A number of armed US air marshals have been grounded after high level security checks revealed they may have lied on their job applications.
The air marshals fly undercover, sometimes at short notice
The Transportation Security Administration said a "small percentage" of the undercover agents - authorized to use deadly force to thwart terrorist incidents - had been placed on administrative leave.
High level security checks on the background of the agents revealed "discrepancies" with what they told the TSA when they were hired.
The news follows the TSA's recent problems completing background checks for some of the 55,000 people employed to screen baggage at airports.
TSA spokesman Brian Turmail told BBC News Online the grounded agents may have lied about taking drugs in the past or failed to declare breaches of the law like under-age drinking.
"Anyone who flies as an air marshal will already have had extensive screening, like criminal records and finger prints checks and a thorough medical screening.
"These discrepancies were picked up during the final stage of background checks when we interview people who know the applicants," Mr Turmail added.
He rejected reports that as many as 100 marshals - of the several thousand believed to be operating - had been fired or put on leave, saying some people had quit their jobs and others had been put on leave pending the outcome of investigations.
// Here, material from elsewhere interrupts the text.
PR #2403, opened 2025-03-10
chore(ci): correctly pass args to mongodb-runner MONGOSH-2011

nirinchev:
On windows with node 22/23, when running mongodb-runner with npx, the `--` will be applied to npx command rather than the exec, so we need another set of dashes to make yargs happy.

Before the 11 September, 2001 terror attacks on New York, there were just 33 sky marshals, flying mainly on international flights.
Now the programme has greatly expanded, although the exact number of marshals is classified.
The programme expanded after the 11 September, 2001 attacks
They fly carefully chosen missions, sometimes on an hour's notice in response to new terrorist threats.
Earlier this month, TSA chief James Loy told Congress the agency fired 1,208 of its 55,000 baggage screeners - almost half for providing false information on applications, and others on revelations of drug or other felony convictions or other crimes.
The air marshal program has been criticised by some who say it suffers from high turnover and low morale.
Disgruntled marshals, legally barred from discussing the program, complained anonymously to members of Congress and reporters, saying hiring standards were lowered because of the haste with which the program expanded, Associated Press reported.